As Vacanti rightly states, these methods mean a paradigm shift: Away from upfront estimation and planning, to predictions based on historical data. Since estimation is inherently hard and time-consuming, and works well only for tasks that are very uniform over time, I find this thought rather liberating. It means we can stop trying to foresee the unforeseeable, and instead leverage the data that our process has already generated as a by-product anyway - the complete history of all our work items. Let us use the time thus saved to do actual work and create value!

Moreover, having actionable metrics is hugely valuable, and makes me wonder how story points and velocity managed to survive for so long at all. Because, what do they actually tell you? For example, if velocity goes down, that’s got to be bad, right? But what should you do about it? The velocity scores don’t tell you that, so you will have to guess.

Similarly, if the burn down chart flatlines: What does this tell us? Progress is happening too slowly, sure, but why? Is analysis the bottleneck? Development? Testing? Deployment? For smaller setups, you will figure this out some way or other, but what about large projects with dozens of developers and hundreds of work items? My impression is that burn down charts do not scale well and provide too little detail.

In Scrum, cycle time equals sprint length

Most importantly, though, velocity and burn down charts do not answer the most pressing customer question (“When will it be done?”) in a satisfying way.

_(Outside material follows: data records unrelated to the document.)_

Issue #1506, opened 2016-03-23
Hide the Lower Panes When Multi-Edit in Learner Groups Is Selected, and refactor groups management


dartajax:
Currently when you switch on the Multi-Edit functionality in Learner Group Maintenance, it only activates the top pane to be able to multi-select.  The label should change as well to something like "Sub-Group Assignments" since once you select multi-edit, all of the sub group assignments appear in the top pane for maintenance.

top pane activated containing all of the functionality of the lower panes ...

![image](https://cloud.githubusercontent.com/assets/7493331/13993289/f8e72978-f0dc-11e5-8c21-08eac5211db9.png)

lower panes not needed anymore ...

![image](https://cloud.githubusercontent.com/assets/7493331/13993319/1792416e-f0dd-11e5-8e8a-7b8bb24386fa.png)

dartajax:
This mostly applies in the "Cohort Members NOT assigned to ..." area since there may be an entire cohort down there that needs to be added to groups and / or sub-groups.

saschaben:
Additionally:

- [ ] add breadcrumbing
- [ ] allow sorting of names
- [ ] default to multi-edit
- [ ] add search
- [ ] provide more constrained list for multi-edit "select all"

jrjohnson:
@saschaben / @dartajax  if we default to multi edit in the top box then are the bottom panes redundant?  Should they be changed instead to be lists of the users in those places with links to the groups they are in as opposed to being the place where edits can be made?

jrjohnson:
What does the more constrained select all look like?  I'm assuming just people in the tree excluding those in the cohort?

jrjohnson:
Do we need to be able to sort names in multi-edit mode?  Or is that just in the bottom two boxes?

saschaben:
@jrjohnson Great questions for my vague definitions! Here are a few initial answers, leading to (of course) many more questions:

 > _if we default to multi edit in the top box then are the bottom panes redundant?_ 
 >> I'm not sure about this one; on the one hand, yes, they become redundant, but if they become only lists, will they serve a value purpose? Hence my thought of just collapsing them to clean up the contextual view of the page, and worry about functionality later....?

 > _What does the more constrained select all look like? I'm assuming just people in the tree excluding those in the cohort?_
 >> That is correct.

 > _Does add search mean add filtering to the list of users? Which list (all three?)_
 >> That is correct. And I think yes, on all lists.

[...]

PR #1588, opened 2016-04-14
Learner Group Inprovements

jrjohnson:
Addressed a few simple pieces of #1506 before tackling a larger refactoring.

Added breadcrumbs to the top of the page.

Added a title attribute with email and campusId in it to make it easier
to figure out which user was which when there are duplicate names in a
cohort.

### DIFF
--- a/app/styles/components/_breadcrumbs.scss
+++ b/app/styles/components/_breadcrumbs.scss
@@ -11,6 +11,7 @@
 
   display: inline-block;
   margin-bottom: $base-spacing;
+  margin-top: $base-spacing / 2;
   text-align: left;
 
   span {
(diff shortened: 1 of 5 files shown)


jrjohnson:
@saschaben please take a look.  Since addressing the large set of issues in learner groups is going to take a bit more time I figured we should get these things in for this weeks release.

saschaben:
@jrjohnson good call. I think this looks fine for now -- we can pump up styling with the larger revamp. two quickies though: 
1) If it is possible to quickly plug in a `0.5em margin-left` value for the `.breadcrumb` style div, that would make it a bit more visually balanced until then, but if it mucks up our other placements in the app then it can stay as is.
2) Again, if possible: Let's add a pipe with some spacing as delimiter in the tooltip to help clean that up: `Yakko.Warner@example.edu  |  xxx666872` rather than `Yakko.Warner@example.edu xxx666872`

That should do it for a first step we can release on friday.

jrjohnson:
I can add the margin but it will move the one on vocabularies as well.  Is that OK?

saschaben:
Just validated that the margin shift won't adversely affect display in vocabs. go for it.

PR #1597, opened 2016-04-14
renamed ext id to course id.

### LINKED ISSUE #805: Change External ID label to Course ID (like in current Ilios version)
I noticed while testing Courses and Sessions in the new version of Ilios (in development) that the label "External ID" confused me. I was wondering what's so external about it? It may be a database field name but it seems that to the users, it would make more sense to label it as "Course ID" like we have in Ilios 2.4.x. This is just an easily veto-able suggestion that I wanted to throw out there.

stopfstedt:
fixes #805

### DIFF
--- a/app/locales/es/translations.js
+++ b/app/locales/es/translations.js
@@ -254,7 +254,7 @@ export default {
     'noSessions': 'No hay ningún sesión en este curso',
     'noCohorts': 'No hay ningún clase de la graduación en este curso',
     'educationalYear': 'Año Escolar',
-    'externalId': 'Identificación del curso',
+    'externalId': 'Identificación del Curso',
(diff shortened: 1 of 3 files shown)


app/locales/es/translations.js
```diff
@@ -254,7 +254,7 @@ export default {
     'noSessions': 'No hay ningún sesión en este curso',
     'noCohorts': 'No hay ningún clase de la graduación en este curso',
     'educationalYear': 'Año Escolar',
-    'externalId': 'Identificación externo',
+    'externalId': 'Identificación del curso',
```
dartajax: Can you please capitalize the words 'Curso' and 'Externo'?

stopfstedt: handled.

PR #1599, opened 2016-04-15
Allow new learner groups to be created full

### LINKED ISSUE #1591: allow learner groups to be populated on creation -- or not.
For top level groups, they should allow for creation either as empty groups, OR with selected cohort members.

For sub groups, should allow for creation either as empty groups, OR with selected group tree members.

jrjohnson:
Allows the entire cohort to be placed into a new group instead of just
creating them empty.

Fixes #1591

### DIFF
--- a/app/components/new-learnergroup-multiple.js
+++ b/app/components/new-learnergroup-multiple.js
@@ -30,9 +30,5 @@ export default Component.extend(Validations, ValidationErrorDisplay, {
         }
       });
     },
-
-    cancel() {
-      this.sendAction('cancel');
-    },
   }
 });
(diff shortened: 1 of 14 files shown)


jrjohnson:
@saschaben can you give this a look?

saschaben:
this looks good. we'll still at some point have to address the same functionality at the sub-group level, but that gets into splitting / randomization stuff, and so is really a different ticket for another day.
👍

saschaben:
one thing: can we get the action spinner on the `Done` button when the transaction is fired?

jrjohnson:
Spinner added, tests passing, ready for review.

stopfstedt:
I approve of this.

Theoretically - if your estimates are correct - all items in the current sprint should be completed by the end of the sprint. In fact, that is the only answer we can give to the customer’s question: “We will finish these X items within <insert your sprint length here> days or less. But we cannot give you a probability, sorry.” There is no notion of cycle time, and no commitment on item level. All items in one sprint are lumped together, and get the same cycle time range prediction.

Because their scope is usually limited to one single sprint, burn down charts will also fail to reveal long-term patterns in your process flow. If you tried to work around that by creating a burn down chart over a period of, say, six months, you would have to do a whole lot of upfront estimating. Such an amount of estimation would mean a huge time investment, with a lot of insecurity attached to the result. Who would really want to provide estimations that range that far into the future?

It is that kind of estimation effort that you can simply eliminate by looking back and relying on data, instead of looking ahead, amnesia-stricken, and only relying on your experience.

Conclusion

I can highly recommend Actionable Agile Metrics for Predictability, even if you are happy with your process right now and are just looking for some food for thought. It is packed with useful, practical, relevant knowledge and insight, while being pretty easy to digest and well-written. Personally, I can’t wait to actually try some of the methods described in the book.

P.S.: The CFD and cycle time scatterplot charts were generated with the help of NVD3 and d3.js and are made up of random data. The source code can be found here, and freely reused if you can make any sense of it.